I am new to covariance selection, and trying to fit a set of high-dimensional data with undirected Gaussian graphical model. The graph structure of multivariate normal distribution has been given. I follow the covariance selection procedures introduced in "The Elements of Statistical Learning" (p634). It works well with low-dimensional data. But when I use it for high-dimensional data problems (24-dimensional vectors), it sometimes does not converge. The algorithm is easy to understand and implement, and I don't know what went wrong. My questions are as follows:
Why the algorithm does not converge with high-dimensional data. Is there any way to improve the algorithm?

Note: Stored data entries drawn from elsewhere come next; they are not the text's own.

PR #1512, opened 2018-07-11
Adding companion instance method with scope

amitsuryavanshi:
Fixes #

This pull introduces/changes:
 * For Every scope defined on model, there will be a instance method with same name.
Most ofter when I define a scope like `scope :active_friends, -> { friends.where(status: 'active') }` and I have to get active friends of a particular user I have to do something like `user.as(:u).active_friends`. With the change in this PR, I will have by default a `user.active_friends` method.


thefliik:
This will also address #1461

lib/neo4j/active_node/scope.rb
```diff
@@ -45,6 +45,10 @@ def scope(name, proc)
             _call_scope_context(eval_context, query_params, proc)
           end
         end
+
+        define_method(name) do |*query_params|
+          as(:n).send(name, *query_params)
```
thefliik: not that it really matters, but perhaps this should be `public_send`

amitsuryavanshi: Okay Sure.

amitsuryavanshi:
Ahh I missed that PR @thefliik, Let me know if you want incorporate this change in your PR, I can close this.

thefliik:
No, the conclusion reached in #1461 was that this is a better solution to the problem.

cheerfulstoic:
Released as 9.3.0

PR #1537, opened 2019-02-21
Issue 1531 on assignment of relationship objects,  deleting rels that are required to be deleted

### LINKED ISSUE #1531: user.posts = [same posts as earlier], should not delete all existing posts relations and create similar new ones.
`post1, post2, post3` are  all `Post`s related to a user `tom`, `tom.posts.to_a` returns me array of posts `[post1, post2, post3]`. 
Now if I do `tom.posts = [post1, post2, post3]`, it deletes all existing relationships between `tom` and 'post1, post2, post3' and creates same new relations for `tom` with same posts `post1, post2, post3`.

Expected behaviour would be to not delete existing relations and create same ones. We should delete or create only delta.

### Runtime information:

Neo4j database version:
`neo4j` gem version: 
`neo4j-core` gem version:

amitsuryavanshi:
… 

Fixes #1531 

This pull introduces/changes:
 * Into the way relationships are updated when we assign relationship objects
  eg. `user.posts = [new_posts]` would fist check difference in existing `user.posts` with `new_posts` and create/delete only relevant posts. Earlier implementation would delete all existing posts relationships and create new relationships.


subvertallchris:
Are there performance considerations to think through? It’s been a while since I’ve looked through this code but based on your description, it sounds like this would need to get the IDs of all relationships to make its comparison. If a node has a significant number of existing rels, this could result in a large amount of data coming down the pipe.

amitsuryavanshi:
@subvertallchris I followed activerecord implementation https://github.com/rails/rails/blob/master/activerecord/lib/active_record/associations/collection_association.rb#L244 Assuming they would have done some benchmarking on performance.

subvertallchris:
I still have some questions about how it's loading nodes to make that comparison but I'm so uninvolved that I shouldn't even be poking my nose in at this point. Sorry for the distraction. :-)

amitsuryavanshi:
@subvertallchris It is loading the nodes the same way as earlier. It is just at a few steps earlier than before. Your comments are always welcomed :)

klobuczek:
I had another comment that this might be a breaking change if the relationship had properties which would currently be cleared, but with the new implementation would be preserved.

amitsuryavanshi:
Closing this as this has been addressed with https://github.com/neo4jrb/neo4j/pull/1584.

Are there any other covariance selection algorithms that are easy to implement?
Thanks in advance.
This is the matlab code that I followed: https://github.com/probml/pmtk3/blob/master/toolbox/GraphicalModels/ggm/sub/ggmFitHtf.m
and this is the code I implemented in python:
import numpy as np
import numpy.matlib
def ggmfit(S, G, maxIter):
'''
MLE for a precision matrix given known zeros in the graph,
S is empirical covariance matrix, numpy matrix,
G is graph structure, numpy matrix,
Hastie, Tibshirani & Friedman ("Elements" book, 2nd Ed, 2008, p634)
'''
S = np.matrix(S)
G = np.matrix(G)
convengenceFlag = False
p = S.shape[0]
W = S
theta = np.matlib.zeros((p, p), dtype=W.dtype) # precision matrix
for i in range(maxIter):
normW = np.linalg.norm(W)
for j in range(p):
notj = list(range(p))
notj.pop(j)
W11 = W[notj][:, notj]
S12 = S[notj][:, j]
S22 = S[j, j]
# non-zero
notzero = ~(G[j][:, notj] == 0)
notzero = np.squeeze(np.asarray(notzero), axis=0)
S12_nz = S12[notzero]
W11_nz = W11[notzero][:, notzero]
beta = np.matlib.zeros((p-1, 1), dtype=W.dtype)

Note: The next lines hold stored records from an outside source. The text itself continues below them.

PR #1547, opened 2019-05-03
Refactor HasnN#association_proxy

### LINKED ISSUE #1529: has_n results get mixed up if objects in previous result are == to each other

yourpalal:
Clean up and comment the HashN#association_proxy method which was pretty convoluted.
Functionally equivalent to #1530, so this is a style-only fix, once that PR has been merged.

 * add comments
 * reduce indentation with an early next when @source_proxy_result_cache
 is falsey
 * rename `hash` variable to `proxy_hash_key`
 * rename `cache` variable to `association_query_results`
 * rename result_cache to source_result_cache
 * create proc on its own line, with simpler code
 * instead of using inject to iterate and also find the return value,
    use each to iterate while setting association_proxy_cache for all
    the objects, then use association_proxy_cache to get the right
    return value.

Technically, this also fixes #1529, but there is another PR that fixes it with a smaller change (#1530)

### DIFF
--- a/lib/neo4j/active_node/has_n.rb
+++ b/lib/neo4j/active_node/has_n.rb
@@ -211,21 +211,32 @@ module Neo4j::ActiveNode
 
     def association_proxy(name, options = {})
       name = name.to_sym
-      hash = association_proxy_hash(name, options)
-      association_proxy_cache_fetch(hash) do
-        if result_cache = self.instance_variable_get('@source_proxy_result_cache')
-          cache = nil
-          result_cache.inject(nil) do |proxy_to_return, object|
-            proxy = fresh_association_proxy(name, options.merge(start_object: object),
-                                            proc { (cache ||= previous_proxy_results_by_previous_id(result_cache, name))[object.neo_id] })
+      proxy_hash_key = association_proxy_hash(name, options)
 
-            object.association_proxy_cache[hash] = proxy
+      association_proxy_cache_fetch(proxy_hash_key) do
+        source_result_cache = self.instance_variable_get('@source_proxy_result_cache')
+        next fresh_association_proxy(name, options) unless source_result_cache
 
-            (self == object ? proxy : proxy_to_return)
-          end
-        else
-          fresh_association_proxy(name, options)
+        # The query to load this association will load objects not just for this node,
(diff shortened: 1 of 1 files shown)


yourpalal:
BTW, CI failed due to rubocop issues:

```
Offenses:
lib/neo4j/active_node/has_n.rb:212:5: C: Metrics/AbcSize: Assignment Branch Condition size for association_proxy is too high. [18.06/18] (http://c2.com/cgi/wiki?AbcMetric)
    def association_proxy(name, options = {}) ...
    ^^^^^^^^^^^^^^^^^^^^^^^^^^^^^^^^^^^^^^^^^
lib/neo4j/active_node/has_n.rb:212:5: C: Metrics/MethodLength: Method has too many lines. [17/15] (https://github.com/bbatsov/ruby-style-guide#short-methods)
    def association_proxy(name, options = {}) ...
    ^^^^^^^^^^^^^^^^^^^^^^^^^^^^^^^^^^^^^^^^^
```

2 lines too many and 0.06 too many ABC points :/ I guess splitting into 2 methods would do better?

beta[notzero] = W11_nz.I * S12_nz
# W12 = W11 * beta
W12 = W11 * beta
W[notj][:, j] = W12
W[j][:, notj] = W12.T
if (i == (maxIter - 1)) or convengenceFlag:
theta22 = 1 / (S22 - W12.T * beta)
assert theta22 >= 0
theta12 = - beta * theta22
theta[j, j] = theta22
theta[notj][:, j] = theta12
theta[j][:, notj] = theta12.T
if convengenceFlag:
break
normW_ = np.linalg.norm(W)
delta = np.abs(normW_ - normW)
if i % 1000 == 0:
print("{:.6f}\n".format(delta))
if delta < 10e-6:
convengenceFlag = True
W = (W + W.T) / 2
theta = (theta + theta.T) / 2
return W, theta, (i, delta)
The problem was solved by myself. There was a bug in my python code:
W was't actually assigned by W12. I don't quite understand why this happens. After I modified the code, the algorithm worked well.